WHAT IS NEEDED
Using the listing below, report each line holding the string "FirmwareUpdateData".

INFORMATION SHOWN
PR #218, opened 2022-01-26
feat(python): FirmwareUpdateData payload helper

amitlissack:
Add FirmwareUpdateData.create method that computes checksum and makes a FirmwareUpdateData instance.

### DIFF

WRITTEN ANSWER
feat(python): FirmwareUpdateData payload helper
Add FirmwareUpdateData.create method that computes checksum and makes a FirmwareUpdateData instance.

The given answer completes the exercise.